Entries shown:
PR #97864, opened 2026-08-29
fix(kanban): complete durable orchestration lifecycle

sergei-ivanisenko:
## Summary
- enforce explicit `agent` / `external` / `no_agent` ownership and central installed-profile admission across DB, CLI, tools, dispatcher, and dashboard
- add durable task-owned external runs with exact process identity, canonical exit receipts, progress, bounded retries, crash recovery, typed waits, and automatic continuation
- bind candidates, evidence manifests, Reviewer/VisualQA gates, and verdicts to immutable exact-SHA/run provenance with coordinator-only control authority
- add a deterministic single-writer release barrier with lease/CAS, immutable delivery intent, receipt, and exact readback
- expose external lifecycle state in CLI/dashboard and preserve additive legacy migrations, including drifted-table rebuilds

## Verification
- focused orchestration/provenance/process suites: `99 passed`
- broad no-retry Kanban/process suite: `68 files, 777 passed, 0 failed, 8 platform-skipped`
- final exact-SHA independent reviews: `APPROVE` / `APPROVE`
- `ruff check .`, `py_compile`, dashboard `node --check`, and `git diff --check`: passed

Exact reviewed head: `c940a0e93bd85bfd56600b2ae8100afe8f1fa2c7`

### DIFF
--- a/agent/kanban_stop.py
+++ b/agent/kanban_stop.py
@@ -13,6 +13,7 @@ loop continues instead of exiting.
 
 from __future__ import annotations
 
+import json
 import os
 from typing import Any, Iterable, Optional
 
@@ -47,6 +48,17 @@ def _tool_call_name(tc: Any) -> str:
     return str(getattr(tc, "name", "") or "")
 
 
+def _successful_process_transfer(msg: dict) -> bool:
+    """Whether a tool result records the process tool's durable handoff receipt."""
+    if str(msg.get("name") or "") != "process":
+        return False
+    try:
+        receipt = json.loads(str(msg.get("content") or ""))
+    except (TypeError, ValueError):
+        return False
+    return isinstance(receipt, dict) and receipt.get("status") == "transferred" and bool(receipt.get("run_id"))
+
+
 def session_called_kanban_terminal(messages: Iterable[dict] | None) -> bool:
     """True if this conversation already invoked a terminal kanban tool."""
     if not messages:
@@ -60,6 +72,8 @@ def session_called_kanban_terminal(messages: Iterable[dict] | None) -> bool:
                 if _tool_call_name(tc) in _TERMINAL_KANBAN_TOOLS:
                     return True
         elif role == "tool":
+            if _successful_process_transfer(msg):
+                return True
             name = str(msg.get("name") or "")
             if name in _TERMINAL_KANBAN_TOOLS:
                 return True
--- a/hermes_cli/kanban.py
+++ b/hermes_cli/kanban.py
@@ -81,6 +81,8 @@ def _task_to_dict(t: kb.Task) -> dict[str, Any]:
         "session_id": t.session_id,
         "workflow_template_id": t.workflow_template_id,
         "current_step_key": t.current_step_key,
+        "wait_kind": t.wait_kind,
+        "wait_ref": t.wait_ref,
     }
 
 
@@ -398,6 +400,14 @@ def build_parser(parent_subparsers: argparse._SubParsersAction) -> argparse.Argu
                                "and re-queues the task.")
     p_create.add_argument("--created-by", default="user",
                           help="Author name recorded on the task (default: user)")
+    p_create.add_argument("--owner-kind", choices=("agent", "external", "no_agent"), default=None)
+    p_create.add_argument("--task-kind", default="ordinary")
+    p_create.add_argument("--purpose", default=None)
+    p_create.add_argument("--created-by-task-id", default=None)
+    p_create.add_argument("--created-by-run-id", type=int, default=None)
+    p_create.add_argument("--creation-authority", default=None)
+    p_create.add_argument("--gate-candidate-sha", default=None)
+    p_create.add_argument("--gate-manifest-hash", default=None)
     p_create.add_argument("--skill", action="append", default=[], dest="skills",
                           help="Skill to force-load into the worker "
                                "(repeatable). The kanban lifecycle is already "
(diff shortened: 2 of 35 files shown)


sergei-ivanisenko:
Independent exact-SHA review: **APPROVE** for `4cd38599031587ef8bd63debb83b1e64bb980145` with no blocking issues. Local verification: 770 passed, 0 failed, 7 platform-skipped; Ruff and `git diff --check` passed.

andrexibiza (commented):
Reviewed exact head `c940a0e93bd85bfd56600b2ae8100afe8f1fa2c7` against exact base/current `main@4209d371aa1bb8840ce8447555bdd863a1a96c38`, including the 32-file diff, process handoff/recovery, candidate + evidence provenance, reviewer/VisualQA gates, release barrier, tests, current CI, and the live Kanban PR collision set.

There is a lot of good work here. In particular, the transferred-process path now carries `host_start_time` as a PID-reuse guard, checkpoints pending settlement before relinquishing session ownership, and makes the DB external run authoritative after transfer. The candidate/gate path also does real exact-SHA/run binding rather than reconstructing provenance from mutable task state. Those are meaningful improvements.

I found two P1 authority/settlement blockers, plus one structural landing problem.

### P1 — `HERMES_PROFILE` is being used as authentication for coordinator-only mutations, but the subject can rewrite it

`hermes_cli/kanban_db.py::_require_control_authority()` derives privileged authority from `os.environ["HERMES_PROFILE"]` and compares that string to `kanban.coordinator_profile`. `hermes_cli/kanban.py::_bound_cli_control_authority()` repeats the same check. This is not an authority boundary for a Kanban worker with terminal/code execution: the worker can invoke the same public CLI as, for example,

`HERMES_PROFILE=<configured-coordinator> hermes kanban ...`

or set `os.environ` before importing the DB API. The configured coordinator name is ordinary configuration, not a secret or unforgeable runtime identity. `_assert_not_delegated_child_mutation()` only excludes delegated-child contexts; it does not make a normal implementation worker unable to rewrite its child environment.

The consequence is broader than one verb. The same check gates reviewer/VisualQA task creation, scratch/dir candidate attestation, gate-verdict recording, capability/human wait receipts, release-barrier creation/lease/delivery/readback, and reconciliation. An implementation worker can therefore promote itself to the coordinator principal at the exact boundary this PR says is coordinator-only.

The current test actually encodes the vulnerable model: `test_evidence_freeze_rejects_authority_spoofing_runtime_profile` treats `monkeypatch.setenv("HERMES_PROFILE", "coordinator")` as establishing coordinator authority. That proves string consistency, not principal ownership.

Required repair: derive coordinator authority from something the constrained child cannot mint or rewrite — e.g. a parent-owned capability/carrier/token bound to the task/run/generation and checked at the DB mutation boundary. Keep the supplied profile/name only as metadata/assertion. Add an adversarial regression that starts from a non-coordinator Kanban worker, overrides `HERMES_PROFILE`, and proves every privileged mutation remains pre-effect refused. This is the same defect class currently visible in #98127, where environment-controlled caller markers are also being treated as authorization evidence; the two fixes should converge on one authority mechanism rather than inventing two string-based gates.

### P1 — the release barrier records `delivery` and `readback` as caller assertions, so it can certify a publication that was never observed

The release state machine is internally tidy, but its external evidence boundary is missing. The CLI exposes:

- `release-barrier-delivery --target ... --sha ... --idempotency-key ...`
- `release-barrier-readback --sha ...`

and `_cmd_release_barrier()` passes those strings directly to `record_release_delivery()` / `record_release_readback()`. In the DB layer, `record_release_delivery()` stores the caller-supplied `delivered_sha`; `record_release_readback()` stores the caller-supplied `readback_sha`; then `reconcile_release_barrier()` reaches `released` when those stored strings equal the candidate SHA and the gates pass.

There is no target adapter/read API, target-issued receipt, content digest, remote object identity, or independently derived readback in that path. The same coordinator that says "I delivered SHA X" can immediately say "I read back SHA X" without any external effect. The lease/CAS makes that self-assertion exactly-once, but it does not make it true.

Required repair: make delivery settlement consume evidence produced by the actual mutation/readback boundary. The publication adapter should return a typed delivery receipt binding target identity + idempotency key + exact object/version; a separate readback operation must derive the observed object/version from the target and bind it to that receipt. `reconcile_release_barrier()` should accept only those verified receipts, not free-form SHA arguments from the same actor. Add a negative test where the publication is skipped but the caller supplies matching SHAs; the barrier must remain unreleased.

### Structural / merge-order blocker — this PR adds another 1,747 lines to `hermes_cli/kanban_db.py` and currently collides with active Kanban work

This patch adds 1,747 lines to `hermes_cli/kanban_db.py`, which is already well beyond 15k lines. The new ownership model, external-run lifecycle, wait receipts, candidate/evidence provenance, gate validation, and release-barrier protocol are separable authorities; putting all of them back into the existing DB godfile makes subsequent verification and composition materially harder. Please extract the new domains behind narrow sub-2k modules/interfaces and leave `kanban_db.py` as the compatibility/data-access facade rather than growing the monolith again.

There are also live FILE-LIST collisions that need explicit composition rather than whichever branch lands last:

- #97462 (liuhao1024) and #98153 (shellybotmoyer) both modify `hermes_cli/kanban_db.py`.
- #98064 (ajseo-gp) modifies `hermes_cli/kanban_db.py` and `tools/kanban_tools.py` and is complementary durable child-orchestration work.
- #98176 (vova-superstrata) modifies `tools/kanban_tools.py` and its tests with the idempotent block contract.
- #97993 (vladikMSU) modifies `plugins/kanban/dashboard/plugin_api.py` and its tests with the bounded owner-read contract.

These are complementary/adjacent, not reasons to discard this PR. Preserve their contributor lineages and compose the semantics deliberately, especially #98153's four-eyes guard with this PR's new frozen candidate/gate machinery.

### Exact-object status

The branch is exactly based on current `main@4209d371aa1bb8840ce8447555bdd863a1a96c38`, so there is no current base-drift ambiguity. The local `99 passed` / `777 passed` evidence is useful development evidence, but the exact-head GitHub runs are not green: CI `33279406180`, Docker `33279405838`, and Nix `33279405837` are all `action_required` with no executed jobs. The only public PR review-style comment I found is for older head `4cd38599031587ef8bd63debb83b1e64bb980145`; there were no formal submitted reviews on this current head before this one.

The process-transfer/recovery work is strong and worth preserving. The remaining issues are concentrated at the two places where this PR claims the strongest guarantees: who is allowed to mint control-plane truth, and what evidence is allowed to settle an external publication. Fix those boundaries, extract the new authorities out of the godfile, compose the live Kanban collisions, then rerun exact-head CI. 🚀

sergei-ivanisenko:
Final exact candidate: `ddc18565b56d71e070894f73f83bee930c19beaa`

Release verification:
- Changed orchestration suite: **476 passed, 7 skipped** (`pytest-asyncio` + ACP extras enabled)
- Ruff, `py_compile`, Node syntax, and `git diff --check`: pass
- Independent exact-SHA Reviewer: **APPROVE**
- Independent exact-SHA compatibility review: **APPROVE**

The final remediation also preserves lossless signal exit codes, UTF-8 ConPTY input, POSIX PTY geometry/resize and single-echo behavior, and immediate parent-death durability.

Exercise details: For this task, write out exactly the lines of the entries above, starting at the line with "I found two" and ending at the line with "can rewrite it", both included, and no others.

Finished task:
I found two P1 authority/settlement blockers, plus one structural landing problem.

### P1 — `HERMES_PROFILE` is being used as authentication for coordinator-only mutations, but the subject can rewrite it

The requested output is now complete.